For one or two periods a day, kids with limited English interact with native English-speakers in classes such as math and art, which don’t require much language knowledge.

In Angela Ovalle’s second-grade Spanish bilingual classroom one day, for example, her students met for math with native English-speakers, mostly African Americans , from another class. The students worked in racially mixed groups exploring geometric and color patterns.

At first, Ronald Duffy, 7, and Ruben Aguirre, 7, were hesitant about working together. Aguirre spoke Spanish with a classmate, and Duffy worked by himself. But after a while the two began helping each other and talking in English.

“We’re trying to meet both needs,” Principal Franklin Curtade said. “We’re trying to provide a support system so children flourish in English and Spanish without being segregated all day.”

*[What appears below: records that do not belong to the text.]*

PR #707, opened 2016-03-28
Tcatm's meraki branch merged

smoe:
This patch brings the work of @tcatm with @Garunda on support for the CISCO Meraki series for Gluon in sync with OpenWRT as distributed with 2016.1.x. That latest redistributed OpenWRT release has accepted the patch that the two had previously applied for their cause and thus this merge basically removes the patch to OpenWRT while leaving the build-invocation by Gluon intact.

OpenWRT not only supports the MR12 (similar to the MR62) but also the MR16 (similar to the MR66). The firmware was successfully tested by @Garunda for the MR62. Gluon images for the MR16 were added to the patch of @tcatm. The confirmation of the functionality of the image for the MR66 is still pending.

The devices are of interest to the community as they are perceived as "enterprise class" hardware (makes a rock-solid impression, indeed) which comes with an annually renewed fairly hefty license. The Freifunk may offer an escape route for those who had signed up and want to keep their investment into the similarly expensive hardware. Used evices sell for $60 on ebay/amazon in the US. Here in the old world it is all >300 €, still.

### DIFF
--- a/docs/index.rst
+++ b/docs/index.rst
@@ -94,6 +94,11 @@ ar71xx-generic
   - WZR-HP-G300NH
   - WZR-HP-G450H
 
+* Cisco Meraki
+
+  - MR12 / MR62
+  - MR16 / MR66
+
 * D-Link
 
   - DIR-505 (A1)
--- a/targets/ar71xx-generic/profiles.mk
+++ b/targets/ar71xx-generic/profiles.mk
@@ -288,3 +288,16 @@ $(eval $(call GluonModel,HORNETUB,hornet-ub,alfa-hornet-ub))
 $(eval $(call GluonModelAlias,HORNETUB,alfa-hornet-ub,alfa-ap121))
 $(eval $(call GluonModelAlias,HORNETUB,alfa-hornet-ub,alfa-ap121u))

There is more to the controversy than the issue of segregation. Although the district says the new bilingual emphasis costs nothing extra, some parents question whether there’s room for such a comprehensive program when class sizes are rising and other programs are being cut.

At Key, for example, Chinese bilingual and sheltered English classes, in which instruction is completely in English but children with limited English skills get extra help, outnumber the regular classes.

In the third grade, no regular class is offered. Native English -speaking students are placed either in Chinese bilingual classes, the GATE program for gifted students, or sheltered English classes.

“I don’t think I should have to fight to have my kid in an English -speaking class,” said one Key parent who asked not to be identified because she feared reprisals toward her daughter. “A lot of funding to our school is going toward bilingual programs. We don’t have books in English for our kids. We can barely afford to educate our kids in the basics.”

Other parents say some kids are placed in bilingual classes unnecessarily.

“It’s a facade based on race and not on need,” one parent said.

One couple, who asked not to be identified, say their daughter speaks perfect English but was placed in a bilingual class at Key because one of them is Asian. It wasn’t until they protested strongly that the principal removed the child.

Even those parents who believe there is a need for bilingual education have concerns about the emphasis on preserving a child’s primary language.

“We are very happy about the Chinese bilingual classroom,” said Sue Lee, who has a son in second-grade at Key. “But it seems there is more emphasis on Chinese than English. When they have to compete with English -speakers, I’m afraid they won’t be able to compete.”

Finally, some question whether a district that is already struggling to staff schools with qualified bilingual teachers can expect to implement a top-notch language maintenance program.

Last year, the state evaluated the district’s bilingual program and found that many of the district’s 725 bilingual teachers, most in the Chinese program, were teaching without proper bilingual credentials.

Originally hired on five-year waivers, these teachers had failed the difficult written portion of the exam.

They spoke Chinese fluently, but did not know the written language well, said Ligaya Avenida, director of the district’s bilingual program.

When the state threatened to pull the district’s bilingual funding, the district responded by hiring 44 new teachers, mostly from abroad with little classroom experience but excellent foreign language skills.

The new hires created a lot of shuffling of teacher assignments, pushing many who had seniority out of classrooms they had been running for years.

“Teachers saw themselves being replaced by people being hired off the street without a credential,” said Joan-Marie Shelley, president of United Educators of San Francisco. “They were bitterly resentful.

“The question that remains is who best meets the needs of limited -English-proficient kids? Experienced teachers who are monolingual or a bilingual person who has little or no experience? I believe there’s room for both in the system.”